What we were talking about before, though: In $\mathbb Q(\sqrt2)$, $\pm\sqrt2$ are indistinguishable. In $\mathbb R$, they're not, since $\exists c(c^2=X)$ is true for one and not the other.
Right-the extra structure of "multiplication" means that we can talk about positives and negatives, because the rule positive times positive = positive is qualitatively different then negative times negative = positive
and not any business involving field extensions. (though i suspect i should know a bit more about that kind of thing, if only so i could properly understand wth differential galois theory is)
I should mention that the two families of solutions are very different: In the north, the distance you walk east/west doesn't matter; in the south, it does.
i think what i'm curious about are what conditions on the chart/surface are necessary to guarantee the existence of some closed coordinate curves on that surface, and maybe something about the distribution of their circumference on that surface
i figured, heh
obviously curvature plays a big part in the story, though i don't rightly know how to describe that
right. the trouble is that it no longer feels like a terribly 'natural' chart, though with that i'm definitely not able to talk about generic charts anymore
@DavidWheeler: the torus is interesting to me because, if one interprets it simply as a matter of walking in a certain direction
then there's two cases: either the trajectory eventually returns to itself (in which case the 'slope' of the line in the aforementioned square is rational) or it doesn't (irrational)
in the former case, that rational slope determines the number of times one winds around the two loops, and one can determine the length of the trajectory from that
in the latter case, though, the line never stops and indeed serves as a space-filling curve for the torus
though what's also interesting about the torus is that, for any given direction (in my sense) on the torus, the question of 'how long will i walk until i get back to where i started' is the same for all starting points
unlike the sphere, where walking east always gets me back to where i started, but takes a lot longer at the equator
Do invertible matrices have only one inverse? (I don't know much linear algebra, so I don't know.)
If so, then it's got to be real, because $i$ and $-i$ are indistinguishable in $\Bbb C$, so if $A^{-1}$ is one inverse, its complex conjugate has also got to be an inverse.
no, @DavidWheeler, that's not a terrible argument; let $A^*$ denote the complex conjugate of $A$. then, if $A$ is real, invertible, and $AB = I$, $$ I = I^* = (AB)^* = B^*A^* = B^* A.$$
since left and right inverses agree here, $B = B^*$ as desired.
@MikeMiller I don't know what you're on. Share plx.
Also, the term "complex conjugate" is a bit ambiguous in this context. Do you mean, for $A = (a_{ij})$ that $A^{\ast} = (\overline{a_{ij}})$ or: $A^{\ast} = (\overline{a_{ji}})$?
Typically, Id refers to the identity function. However, any matrix can be made into a function via matrix multiplication with the proper-sized column vectors: $A(v) = Av$.
It turns out the matrix for the identity function is the identity matrix. Not terribly surprising.

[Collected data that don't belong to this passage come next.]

PR #1300, opened 2023-07-31
(feat) Form entry app to use new API endpoint

ibacher:
## Requirements

## Summary

This PR replaces a huge chunk of form pre-processing done on the frontend with a call to a backend endpoint that supplies the same data.

Specifically:

* We no longer need a compile step with referenced forms; referenced pages, sections and questions will all be substituted before the schema is sent.
* We no longer need to separately load translations, as translations should be provided inside the form schema
* We no longer need to load unreferenced concepts; the backend will return a `conceptReferences` map that collects every concept used in the form and (by default) returns the UUID and localised name for it.
* This PR removes the localStorage caching mechanism altogether. At least in my local testing, even complex forms with multiple component forms, translations, and concepts are returned in < 1 second.

There are two goals for this work:
1. It should not be necessary to cache the form locally (except for offline usage purposes), ensuring that user's always see the latest version of a form.
2. It should reduce the number of requests involved in loading a form from (roughly) `4 + n + 4o` (where `n` is the number of unlabelled concepts and `o` is the number of referenced forms) to exactly `1`.

Leaving this as a draft until we have a "stable" version of the O3 module (coming soon).

### DIFF
--- a/packages/esm-form-entry-app/src/app/fe-wrapper/fe-wrapper.component.spec.ts
+++ b/packages/esm-form-entry-app/src/app/fe-wrapper/fe-wrapper.component.spec.ts
@@ -6,13 +6,11 @@ import { FeWrapperComponent } from './fe-wrapper.component';
 import { FormEntryModule } from '@openmrs/ngx-formentry';
 import { ReactiveFormsModule } from '@angular/forms';
 import { OpenmrsEsmApiService } from '../openmrs-api/openmrs-esm-api.service';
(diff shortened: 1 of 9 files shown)


ibacher:
@enyachoke Was the form metadata used for anything other than loading additional form resources?

vasharma05 (approved):
LGTM!

enyachoke (approved):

I'm reviewing for a test, and of course the last piece I get to review is the one I don't understand due to being sick and missing class (yay flu!).. Anyways, I've been working on this project for a little bit, but I'm stuck on how to find the values for the quadratic equation. I thought I had the correct method, but my graph for the lower part
was way off.. so that's wrong. Could anyone point me in the right direction to find a, b, and c so that I can then find the equation for the 2nd half of f(x)? This is what I have so far: i.imgur.com/RlnVZjb.png
A round membrane in space, is over the space $x^2+y^2 \leq a^2$.
The maximum coordinate $z$ of a point of the membrane is $b$.

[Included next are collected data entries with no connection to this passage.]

PR #1320, opened 2023-08-18
Added support for Dates in fr

icrc-loliveira:
## Requirements

### DIFF
--- a/packages/esm-form-entry-app/src/app/app.module.ts
+++ b/packages/esm-form-entry-app/src/app/app.module.ts
@@ -19,6 +19,9 @@ import { SingleSpaPropsService } from './single-spa-props/single-spa-props.servi
 import { FormCreationService } from './form-creation/form-creation.service';
 import { TranslateModule, TranslateService, TranslateStore } from '@ngx-translate/core';
 import { ProgramResourceService } from './openmrs-api/program-resource.service';
+import { registerLocaleData } from '@angular/common';
+import localeFr from '@angular/common/locales/fr';
+registerLocaleData(localeFr);
 
 @NgModule({
   declarations: [AppComponent, EmptyRouteComponent, FeWrapperComponent, LoaderComponent],


gracepotma:
❤️ bravo and thank you @icrc-loliveira!

delphinepas:
@ibacher could you please review this PR as it is a blocking issue for some users in the field. many thanks cc @icrc-loliveira @icrc-fdeniger

packages/esm-form-entry-app/src/app/app.module.ts
```diff
@@ -19,6 +19,9 @@ import { SingleSpaPropsService } from './single-spa-props/single-spa-props.servi
 import { FormCreationService } from './form-creation/form-creation.service';
 import { TranslateModule, TranslateService, TranslateStore } from '@ngx-translate/core';
 import { ProgramResourceService } from './openmrs-api/program-resource.service';
+import { registerLocaleData } from '@angular/common';
+import localeFr from '@angular/common/locales/fr';
+registerLocaleData(localeFr);
```
ibacher, line 24: So, this unconditionally loads the French locale as part of the application. I don't think we can accept this into the community version for that reason. Inter alia, for instances not using French and where French is not a display language, we wouldn't want to load this. Also, for locations which are not in French but want a different date format, this won't work.

Instead, we could support this by doing something similar around [here](https://github.com/openmrs/openmrs-esm-patient-chart/blob/02e38dbf3a6060e3ed795735b35917e0184b8970/packages/esm-form-entry-app/src/app/fe-wrapper/fe-wrapper.component.ts#L119C1-L119C1) (the point where we register the form language). Basically, we should be able to do something like:

```js
import(`@angular/common/locales/${language}`).then(registerLocaleData).catch(console.error);
```

The above might need some modifications to work with the RxJS chains.

packages/esm-form-entry-app/src/app/fe-wrapper/fe-wrapper.component.ts
```diff
@@ -116,12 +117,19 @@ export class FeWrapperComponent implements OnInit, OnDestroy {
...
     const identifiers = this.formDataSourceService.getPatientObject(patient)?.identifiers ?? [];
-    const language = window.i18next?.language?.substring(0, 2) ?? '';
-    this.translateService.addLangs([language]);
-    this.translateService.use(language);
+    const locale = window.i18next?.language?.substring(0, 2) ?? '';
+    this.translateService.addLangs([locale]);
+    this.translateService.use(locale);
+
+    import(
+      /* webpackInclude: /(en|fr)\.js$/ */
```
ibacher, line 125:
```suggestion
      /* webpackInclude: /\.js$/ */
```

ibacher (approved):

We suppose that $(x, y, z)$ is a point of the inclined membrane.
Show that the respective point $(r , \theta , z)$ in cylindrical coordinates satisfies the conditio...
@ʙᴀᴅᴀᴛᴍᴀᴛʜ To prove that $d$ and $d'$ generate the same topology on $X$, you have to show that if a set is open in $(X, d)$, it's also open in $(X, d')$ and vice-versa.
That is, you have the same collection of open set in both spaces.
So if you have two collection of open sets $\tau$ and $\tau'$ on the underlying set $X$, then to show that these are same topologies really means you have to show that $\tau = \tau'$
@ʙᴀᴅᴀᴛᴍᴀᴛʜ You start with a collection of sets satisfying those properties. You call that collection a topology and you call those sets open, that is all.